LISTED ENTRIES —
PR #16045, opened 2021-11-23
add accessory dao service

wy65701436:


chlins (approved):
/lgtm

make/migrations/postgresql/0080_2.5.0_schema.up.sql
```diff
@@ -0,0 +1,22 @@
+/* create table of accessory */
+CREATE TABLE IF NOT EXISTS artifact_accessory (
+    id SERIAL PRIMARY KEY NOT NULL,
+    /*
+       the artifact id of the accessory itself.
+    */
+    artifact_id int,
```
heww, line 7: bigint?

make/migrations/postgresql/0080_2.5.0_schema.up.sql
```diff
@@ -0,0 +1,22 @@
...
+    /*
+     the subject artifact id of the accessory.
+    */
+    subject_artifact_id int,
```
heww, line 11: bigint?

src/pkg/accessory/model/accessory.go
```diff
@@ -0,0 +1,104 @@
...
+	RefProvider
+	RefIdentifier
+	GetID() int64
+	GetArtifactID() int64
+	GetSubjectArtID() int64
+	GetType() string
+	GetSize() int64
+	GetDigest() string
+	GetCreateTime() time.Time
+	GetIcon() string
```
heww, line 75: It's crazy for these methods in this interface here.

```go
type struct AccessoryData {
    ID int64
    ArtifactID int64 
   ....
}

type Accessory interface {
        RefProvider
	RefIdentifier
        GetAccessoryData() AccessoryData
}
```

src/pkg/accessory/model/options.go
```diff
@@ -0,0 +1,82 @@
...
+
+package model
+
+import "time"
+
+// Option function to set the options of the cache
+type Option func(*Options)
+
+// Options options of the cache
+type Options struct {
```
heww, line 23: If there is a method `GetAccessoryData() AccessoryData` in the interface, this `Options` is not needed.

src/pkg/accessory/model/accessory.go
heww: BTW, if there is only one implementation of this interface at the moment, I don't think this interface is needed.

wy65701436: for futher support, it will have SBom, Nydus.

heww (approved):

EXERCISE GOAL — Give an exact copy of every line from the one holding "add accessory dao service" through the end of the records, both included, and no other lines.

SOLUTION TO THIS PROBLEM —
add accessory dao service

wy65701436:


chlins (approved):
/lgtm

make/migrations/postgresql/0080_2.5.0_schema.up.sql
```diff
@@ -0,0 +1,22 @@
+/* create table of accessory */
+CREATE TABLE IF NOT EXISTS artifact_accessory (
+    id SERIAL PRIMARY KEY NOT NULL,
+    /*
+       the artifact id of the accessory itself.
+    */
+    artifact_id int,
```
heww, line 7: bigint?

make/migrations/postgresql/0080_2.5.0_schema.up.sql
```diff
@@ -0,0 +1,22 @@
...
+    /*
+     the subject artifact id of the accessory.
+    */
+    subject_artifact_id int,
```
heww, line 11: bigint?

src/pkg/accessory/model/accessory.go
```diff
@@ -0,0 +1,104 @@
...
+	RefProvider
+	RefIdentifier
+	GetID() int64
+	GetArtifactID() int64
+	GetSubjectArtID() int64
+	GetType() string
+	GetSize() int64
+	GetDigest() string
+	GetCreateTime() time.Time
+	GetIcon() string
```
heww, line 75: It's crazy for these methods in this interface here.

```go
type struct AccessoryData {
    ID int64
    ArtifactID int64 
   ....
}

type Accessory interface {
        RefProvider
	RefIdentifier
        GetAccessoryData() AccessoryData
}
```

src/pkg/accessory/model/options.go
```diff
@@ -0,0 +1,82 @@
...
+
+package model
+
+import "time"
+
+// Option function to set the options of the cache
+type Option func(*Options)
+
+// Options options of the cache
+type Options struct {
```
heww, line 23: If there is a method `GetAccessoryData() AccessoryData` in the interface, this `Options` is not needed.

src/pkg/accessory/model/accessory.go
heww: BTW, if there is only one implementation of this interface at the moment, I don't think this interface is needed.

wy65701436: for futher support, it will have SBom, Nydus.

heww (approved):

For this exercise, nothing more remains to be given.